Available records:
PR #242, opened 2026-02-11
TUI markdown rendering, escape sanitization, and test infrastructure

wesm:
## Summary

- Add glamour-based markdown rendering to TUI review and prompt views with caching, scroll fixes, and configurable tab width
- Sanitize non-SGR terminal escape sequences (OSC, DCS, private-mode CSI) in rendered output to prevent terminal injection from untrusted content
- Implement CommonMark-compliant fence detection for code block pre-truncation
- Move slow CLI tests behind `//go:build integration` tag (unit tests: 35s -> 12s)
- Separate Postgres tests into `//go:build postgres` tag to avoid CI failures in jobs without Postgres
- Restructure Makefile test targets: `test` (unit), `test-integration` (unit+slow), `test-postgres` (postgres), `test-all` (everything)
- Update CI to pass correct build tags per job

## Test plan

- [x] Unit tests pass (`go test ./...`)
- [x] Integration tests pass (`go test -tags integration ./...`)
- [x] Postgres tests pass (`make test-postgres`)
- [x] Escape sanitization covers SGR preservation, OSC/DCS/CSI stripping, private-mode CSI, and incomplete sequences
- [x] Fence detection handles CommonMark edge cases (indented fences, tilde fences, invalid closers)
- [x] Fallback render path applies sanitization

### DIFF
--- a/cmd/roborev/tui_helpers.go
+++ b/cmd/roborev/tui_helpers.go
@@ -288,9 +288,10 @@ var csiRe = regexp.MustCompile(`\x1b\[[\x30-\x3f]*[\x20-\x2f]*[\x40-\x7e]`)
 // ESC [ <digits and semicolons only> m
 var sgrRe = regexp.MustCompile(`^\x1b\[[0-9;]*m$`)
 
-// sanitizeEscapes strips non-SGR terminal escape sequences from a line,
-// preventing untrusted content from injecting OSC/CSI/DCS control codes.
-// SGR sequences (colors/styles) are preserved.
+// sanitizeEscapes strips non-SGR terminal escape sequences and dangerous C0
+// control characters from a line, preventing untrusted content from injecting
+// OSC/CSI/DCS control codes or spoofing output via \r/\b overwrites.
+// SGR sequences (colors/styles), tabs, and newlines are preserved.
 func sanitizeEscapes(line string) string {
 	line = nonCSIEscRe.ReplaceAllString(line, "")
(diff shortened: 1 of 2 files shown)


wesm:
I think I'm at a stopping point here, the review findings are in the realm of esoterica. I'll merge this and release once the CI is green

wesm:
```
Docs mismatch for "all tests" command — AGENTS.md documents go test -tags integration ./... as   
  "(all)" which is accurate for the non-postgres test suite. Postgres tests require separate       
  infrastructure (a running database) and are intentionally behind a distinct -tags postgres flag.
  This distinction is by design, not an omission.

  Config-to-renderer tab width coverage gap — The clamping logic is 4 lines of if/else in
  newMarkdownCache and independently in truncateLongLines. Both are exercised by existing tests.
  Adding a test that verifies Go correctly passes an integer through a function call isn't
  valuable.

  Timeout integration coverage regression — TestWaitForAnalysisJob_Timeout still exists in
  analyze_test.go:321 and runs with unit tests (no build tag). It was never moved to the
  integration file because it's fast. Only the slow TestWaitForAnalysisJob (which blocks for real
  time) was tagged as integration.
```

wesm:
"C1 control characters are only interpreted as terminal commands in
  legacy 8-bit encoding modes (ISO 8859-1). All modern terminals in UTF-8 mode — which is the
  universal default — do not interpret U+0080–U+009F as control sequences. Since AI agent output is
   UTF-8 text, this is not a practical attack surface."
   
Merging!

PR #244, opened 2026-02-11
Chore skill tuneup

hughdbrown:
A collection of improvements to the SKILL.md files, i.e. the files that are core to the evaluation of reviewing and fixing code in this app.

Oddly, the changed SKILL.md files do not rate themselves as perfect. They laid a trap, inviting the developer to change the use of bash `&&` operators to make two SKILLs consistent, but afterwards noting that this change has the potential to re-order handling of `P` and `F` verdicts.


wesm:
We're going to need to tune the review prompts so that the agents don't get so worked up whenever we modify the skills definitions, so don't read too much into this feedback

PR #245, opened 2026-02-11
Add roborev config subcommand for get/set/list

mariusvniekerk:
## Summary
- Adds `roborev config` CLI command (similar to `git config`) for inspecting and modifying configuration without manually editing TOML files
- Supports `get`, `set`, and `list` subcommands with `--global`/`--local`/`--show-origin` flags
- Uses reflection-based key-value operations with dot notation for nested keys (e.g., `sync.enabled`, `ci.poll_interval`)
- Partial TOML writes via raw map manipulation to avoid polluting config files with default values
- Sensitive values (API keys, postgres URL) are masked in list output

## Test plan
- [x] `go build ./...` passes
- [x] `go test ./...` passes
- [x] `go vet ./...` passes
- [ ] Manual: `roborev config list --show-origin` shows defaults, global, and local provenance correctly
- [ ] Manual: `roborev config get default_agent` returns effective merged value
- [ ] Manual: `roborev config set default_agent claude-code --global` persists without polluting config with defaults
- [ ] Manual: `roborev config list --local` shows only repo-level overrides

### DIFF
--- a/cmd/roborev/config_cmd.go
+++ b/cmd/roborev/config_cmd.go
@@ -438,17 +438,26 @@ func atomicWriteConfig(path string, raw map[string]interface{}, isGlobal bool) e
 	if isGlobal {
 		dirMode = 0700
 	}
-	if err := os.MkdirAll(filepath.Dir(path), dirMode); err != nil {
+	dir := filepath.Dir(path)
+	if err := os.MkdirAll(dir, dirMode); err != nil {
 		return err
 	}
+	// MkdirAll is a no-op for existing dirs. Tighten global config dir
+	// in case it was created with a permissive umask.
+	if isGlobal {
+		if err := os.Chmod(dir, dirMode); err != nil {
+			return err
+		}
+	}
 
-	// Preserve original file permissions if the file exists.
-	// Default to 0600 for global config (may contain secrets), 0644 for repo config.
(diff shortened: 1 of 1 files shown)


wesm:
Don't get too taken in by the security review paranoia!

wesm:
I grinded on this quite a bit. Barring blockers I'll merge this, and I opened a docs PR here https://github.com/roborev-dev/roborev-docs/pull/37

wesm:
"Not valid. The sensitive fields (anthropic_api_key, github_app_private_key) are defined on the
  global Config struct (line 81, 105), not on RepoConfig. The validateKeyForScope function
  validates against the struct definitions:                                                        
   
  - Non-global write → tries SetConfigValue on &RepoConfig{} first (line 409-410)                  
  - If the key doesn't exist in RepoConfig, it falls through to error                    

  Since RepoConfig has no sensitive fields (it's agent names, model strings, reasoning levels, CI
  review types — all non-secret configuration), a roborev config set ci.github_app_private_key
  value (without --global) would fail validation because that key doesn't exist in the RepoConfig
  struct. The scope enforcement is structural — if the field isn't in the struct, it can't be set.

  The finding incorrectly assumes RepoConfig "may include" sensitive fields like
  github_app_private_key. It doesn't — those are global-only by struct definition."

PR #260, opened 2026-02-14
fix: don't hardcode obsolete model for opencode agent

### LINKED ISSUE #259: OpenCode agent hardcodes obsolete MiniMax model
## Bug Description
The OpenCode agent hardcodes `opencode/minimax-m2.1-free` as the default model, which appears to be obsolete/unavailable. This causes failures when using the opencode agent without explicitly specifying a model.

## Location
`internal/agent/opencode.go` - lines 114 and 131

## Root Cause
The model is hardcoded in two places instead of being configurable or omitted entirely (letting OpenCode use its own default).

## Suggested Fix
Rather than hardcoding another model that may also become obsolete, the better approach is to **not pass `--model` at all when no model is explicitly configured**, allowing OpenCode to use its own default model (which it manages/updates).
This follows the principle of least surprise and avoids roborev needing to track OpenCode's model availability.

midnattsol:
- Remove hardcoded `opencode/minimax-m2.1-free` model which is obsolete
- Only pass `--model` flag when explicitly configured by user
- Let OpenCode use its own default model

Fixes #259

### DIFF
--- a/.roborev.toml
+++ b/.roborev.toml
@@ -1,3 +1,4 @@
+review_agent = ""
 review_guidelines = """
 The daemon and client evolve in lockstep, and the daemon is restarted after
 updates and so API changes do not require backward compatibility shims, and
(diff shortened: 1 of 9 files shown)


wesm:
I tried pushing to your main branch but made a mess, I'll open a new PR I can control!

Your assignment:
Look through the material above and print exactly the lines from the one containing "the file exists." to the one containing "defined on the", both included, and nothing more.

Answer for the task:
-	// Preserve original file permissions if the file exists.
-	// Default to 0600 for global config (may contain secrets), 0644 for repo config.
(diff shortened: 1 of 1 files shown)


wesm:
Don't get too taken in by the security review paranoia!

wesm:
I grinded on this quite a bit. Barring blockers I'll merge this, and I opened a docs PR here https://github.com/roborev-dev/roborev-docs/pull/37

wesm:
"Not valid. The sensitive fields (anthropic_api_key, github_app_private_key) are defined on the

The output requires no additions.